Oil investors are finally buying into the notion that the biggest risk to the price now is supply falling short of demand, rather than from any stubborn overhang of unwanted crude, the options market shows.
The price of Brent crude has hit $52 a barrel, virtually double January’s near-13-year lows, driven primarily by a decline in global production that has been speedy enough to bring supply and demand into line faster than many had anticipated.
“In the end, you will see global over-supply, at some point diminish, and in effect even earlier than speculators realise,” ABN Amro chief energy strategist Hans van Cleef said.
In the last year, nearly a million barrels per day have vanished from higher-cost US output, a key contributor to the surplus that built up since the Organisation of the Petroleum Exporting Countries voted in late 2014 to sacrifice price strength for market share.

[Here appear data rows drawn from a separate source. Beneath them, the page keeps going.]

PR #346, opened 2025-12-23
Feat/curl setup script

BrockoliniMorgan:
I added a setup script that can be run using one line to automate the getting started process. I tested it on a live usb of ubuntu, but haven't tested on any other distros. The script should work the same on all debian-based distros. I've changed the docs so this is the recommended method, but the old method is still in there for other distros (or someone who wants to do it manually).

### DIFF
--- a/flake.nix
+++ b/flake.nix
@@ -108,6 +108,31 @@
             pkg:
             builtins.elem (pkgs.lib.getName pkg) [
               "drawio"
+              # CUDA packages
+              "cuda_cudart"
+              "cuda_nvcc"
+              "cuda_cccl"
+              "libcublas"
+              "libcufft"
+              "libcurand"
+              "libcusolver"
+              "libcusparse"
+              "libnpp"
+              "cuda_nvrtc"
+              "cuda_nvml_dev"
+              "cuda_profiler_api"
+              "cudatoolkit"
+              "libnvjitlink"
+              "cuda_cuobjdump"
+              "cuda_gdb"
+              "cuda_cuxxfilt"
+              "cuda_nvdisasm"
+              "cuda_nvprune"
+              "cuda_sanitizer_api"
+              "cuda_nvtx"
+              # ONNX Runtime CUDA dependencies
+              "cudnn"
+              "cudnn-frontend"
             ];
         };
         # we don't need to apply overlays here since pkgs-unstable is only for pure python stuff
@@ -130,6 +155,7 @@
             nodejs_23
             yarn
             nixgl-script
+            nixcuda-script
             ncurses
             glibcLocales
             yaml-cpp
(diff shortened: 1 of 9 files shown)


software/scripts/member-setup.sh
```diff
@@ -0,0 +1,57 @@
...
+fi
+
+# Run the nix-setup script
+echo "Running nix-setup.sh script. If asked, accept all config options by typing 'y', then press enter."
+
+cd ~/perseus-v2
+./software/scripts/nix-setup.sh
+
+# Check the script ran correctly and didn't fail
+EXIT_STATUS=$?
```
DingoOz: Is $? always 0 here because line 5 sets -euo pipefail so it already exits on failure?

Should we just remove the check  or disable errexit via "set +e" before the command to allow the script give the user a custom message?

software/scripts/member-setup.sh
```diff
@@ -0,0 +1,57 @@
...
+
+if ! [ $EXIT_STATUS -eq 0 ]; then
+  echo "nix-setup.sh script failed (Exit code $EXIT_STATUS). Exiting"
+  exit
```
DingoOz: As above, should this be "exit 1" not "exit"?

software/scripts/member-setup.sh
```diff
@@ -0,0 +1,57 @@
...
+fi
+
+# Build nix packages
+echo "Building nix packages. If asked, accept all config options with 'y'"
+/nix/var/nix/profiles/default/bin/nix build --accept-flake-config
+
+echo "Setup script ran successfully!"
+echo "Restarting shell"
+
+exec $SHELL
```
DingoOz: should 

exec $SHELL

be:

exec "$SHELL" 

to handle paths with spaces? I assume this would break on paths with spaces otherwise.

DingoOz (changes requested):

software/scripts/member-setup.sh
```diff
@@ -0,0 +1,57 @@
+#!/usr/bin/env bash
+
+# If you're changing this file, make sure to read the systems/software/scripts docs
+
+set -euo pipefail
+
+# exit if run as root
+if [ "$EUID" -eq 0 ]; then
+  echo "Please run as yourself! Running as superuser (ie, with sudo) breaks the setup."
+  exit
```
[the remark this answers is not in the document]
BrockMorgan88: Just changed the exit code. I also changed the exit code of the machine setup script to one when it fails,

software/scripts/member-setup.sh
BrockMorgan88: Good point. Removed the error checking - the nix-setup script should give proper error messages

PR #352, opened 2026-01-03
Feat/map gui:  improving waypoint extraction 

StarEater271:
created a basic mapping feature which creates waypoints and creates yaml file, using an image that has been saved into ros_ws/map_gui/map_gui


DingoOz:
Looking really good. 
image
Is it possible to add a number to each waypoint (or label each on the map with the text label) so it is immediately clear the order in which they are captured? Also on my screen the yellow and red  indicators are very small, can the size be larger (or adjustable)?  Also the Hex colour column did not seem to have any impact on the preview screen. 

This is going to be a great tool for comp! :)

DingoOz:
Also, we need some way to set the origin of the map (another mode, or a new type of waypoint). This origin will impact the coords for all other waypoints too.   There also needs to be a scale function. Current the yaml is in pixels but it needs to be in meters, so either a a text input for pixel to meters or a drawing tool or similar is needed.

PR #368, opened 2026-01-13
Feat: Add initial message and service definitions for perseus_msgs package

bocho0600:
Add a perseus_msgs package to save msg and srv for:
- Autonomy WebUI interfaces
- Object Detection msg


bocho0600:
> Since this package was made I've realised it makes more sense to call is `perseus_interfaces`. This follows the official ros2 tutorial and msgs might be misleading as this package also contains services.

@OMEN44 fixed the name, can you review it again

PR #377, opened 2026-01-17
Adding CUDA support on PC and Orin to our nix environment

DingoOz:
## Summary
add Nix-managed CUDA toolkit support for portable GPU development
add `nixcuda` wrapper for running CUDA binaries with GPU passthrough
add ONNX Runtime with CUDA support for ML workloads
add cuda-test.sh and cuda-demo.sh for verification and demonstration

This does have sandbox = "relaxed" in the flake.nix  for documentation purposes (this is network access during build). 

Tested on both PC and Orin.

Not yet cached via cachix so is built from source. (needs about 25Gb swap on normal PCs and will take an hour or so to build). 

Have tested on PC and Orin. All GPUs detected and shown working. 

There is the /software/scripts/cuda-test.sh and /software/scripts/cuda-demo.sh to help with testing.

https://github.com/user-attachments/assets/a4ca0de8-c9e0-4386-8495-8140f0fe9aca

### DIFF
--- a/flake.nix
+++ b/flake.nix
@@ -384,13 +384,8 @@
     };
   nixConfig = {
     extra-substituters = [
-      "https://perseus-v2.cachix.org"
       "https://roar-qutrc.cachix.org"
       "https://ros.cachix.org"
-    ];
-
-    extra-trusted-public-keys = [
-      "perseus-v2.cachix.org-1:Ey7Kc4bRmGHCfsT20RvTH9o2DNUImxjsENlyI96z4zI="
     ];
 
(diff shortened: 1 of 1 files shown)


DingoOz:
Have uploaded the x86 and Arm8 built derivatives to the new parallel cache now. Builds and tests should be significantly faster

DingoOz:
I have removed the parallel cachix cache reference. This still works because code once existed here that caused built derivatives to be pulled in and the CI/CD workflows copied them to the main cache.

RandomSpaceship (approved):
Looks good. If you've tested it, I'm happy with it.

PR #354, opened 2026-01-08
Feat/nix update

RandomSpaceship:
Update `nix-ros-workspace` input, disable docs sandboxing to reduce maintenance burden.

PR #378, opened 2026-01-17
Fix/trusted users

BrockoliniMorgan:
The nix update recently (PR #354) set the sandbox to 'relaxed'. This setting is ignored on most devices due to the user not being in the trusted-users for nix. I updated the nix-setup.sh script to add this. I'll also put a message out to members to re-run the script upon seeing this warning.
screenshot


DingoOz (approved):
LGTM. The approach looks sound.

PR #379, opened 2026-01-18
fix: Docs sandbox issue

BrockoliniMorgan:
For the workflow:
Added trusted-uris for each of the intersphinx-mapping configs, set the option for relaxed sandbox
For regular code:
Changed the sandbox back to full, and removed __noChroot for the docs derivation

Coupled with that, unplanned outages, from wildfires in Canada, to violence in Nigeria and political or economic unrest in Venezuela and Libya, have reached their highest in five years, taking as much as 4m barrels a day offline last month.
The skew has now shifted to unprofitable, or out-of-the-money, put options maturing almost a year out, for the first time since 2014.
This switch would suggest investors are a lot more confident about the prospect of a more sustained rally.
“It’s part of that switch from moving from pricing inventories being accumulated to trying to price up how fast inventories will be run down,” said Paul Horsnell of Standard Chartered.